GOBIERNO DE J. F. KENNEDY

EN ESTADOS UNIDOS

El 15 de agosto de 1963, Betancourt recibió la noticia más importante en décadas: «Pérez Jiménez ha sido entregado a nuestra policía judicial y será trasladado a Venezuela en pocas horas». Qué extraña resultaba esa rapidez de los organismos judiciales estadounidenses en este caso que se revelaba tan complejo; el juez norteamericano que se ocupaba de la causa, casi inmediatamente después que le llegó el expediente, dictó el auto de detención. A Pérez Jiménez lo encerraron en una cárcel de Miami. El ex dictador se sentía perdido, a pesar de las decenas de cartas de gobernantes y políticos importantes de Latinoamérica que trataron de interceder por su libertad.

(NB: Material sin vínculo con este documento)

PR #384, opened 2022-02-07
Support outputting alignments in GAF format

hmusta:
This format reports the node IDs of alignment paths.

See ["The Graph Alignment Format (GAF)"](https://github.com/lh3/gfatools/blob/master/doc/rGFA.md#the-graph-alignment-format-gaf) and ["Sequence Alignment/Map Optional Fields Specification"](https://samtools.github.io/hts-specs/SAMtags.pdf)

### DIFF
--- a/metagraph/src/cli/align.cpp
+++ b/metagraph/src/cli/align.cpp
@@ -287,18 +287,7 @@ std::string format_alignment(std::string_view header,
                              const DeBruijnGraph &graph,
                              const Config &config) {
     std::string sout;
-    if (!config.output_json) {
-        sout += fmt::format("{}\t{}", header, paths.get_query());
-        if (paths.empty()) {
-            sout += fmt::format("\t*\t*\t{}\t*\t*\t*", config.alignment_min_path_score);
-        } else {
-            for (const auto &path : paths.data()) {
-                sout += fmt::format("\t{}", path);
-            }
-        }
-
-        sout += "\n";
-    } else {
+    if (config.output_json) {
         Json::StreamWriterBuilder builder;
         builder["indentation"] = "";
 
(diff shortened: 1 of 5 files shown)


metagraph/src/graph/alignment/aligner_cigar.cpp
```diff
@@ -93,6 +93,46 @@ std::string Cigar::to_string() const {
...
+            case MATCH: {
+                match_count += num;
+                ref_it += num;
+            } break;
+            case MISMATCH: {
+                if (match_count) {
+                    md_string += std::to_string(match_count);
+                    match_count = 0;
+                }
+                md_string += std::string(ref_it, ref_it + num);
```
karasikov, line 115: `string_view` would be enough. Why do you create a new string?

metagraph/src/cli/align.cpp
```diff
@@ -319,6 +308,58 @@ std::string format_alignment(std::string_view header,
 
             sout += fmt::format("{}\n", Json::writeString(builder, json_line));
         }
+    } else if (config.output_gaf) {
+        std::string base = fmt::format("{}\t{}\t", header, paths.get_query().size());
+        for (size_t i = 0; i < paths.size(); ++i) {
+            const auto &path = paths[i];
```
karasikov, line 314:
```suggestion
        for (const auto &path : paths) {
```

karasikov (changes requested):
Please add integration / unit tests.

metagraph/src/cli/align.cpp
hmusta: I had it set up this way because a bug in GCC-8 was causing the compilation to crash because of this kind of for-loop. Let's see if it happens this time.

Nada se tomó en cuenta, ni el prestigio militar del gobernante, la legislación internacional, sus enormes esfuerzos por haber logrado la Declaración de Caracas, los principios de doctrina gringa que establecen la importancia de conocer y calificar los actos ejecutados por gobernantes que hayan mantenido relaciones con los Estados Unidos. Mucho menos, que se permitiera humillar a un hombre que había recibido una de las mayores condecoraciones militares por parte del Congreso norteamericano. Esa extradición negaba la secular política del asilo territorial, prácticamente símbolo de los valores de la libertad que tanto pregonaba Washington.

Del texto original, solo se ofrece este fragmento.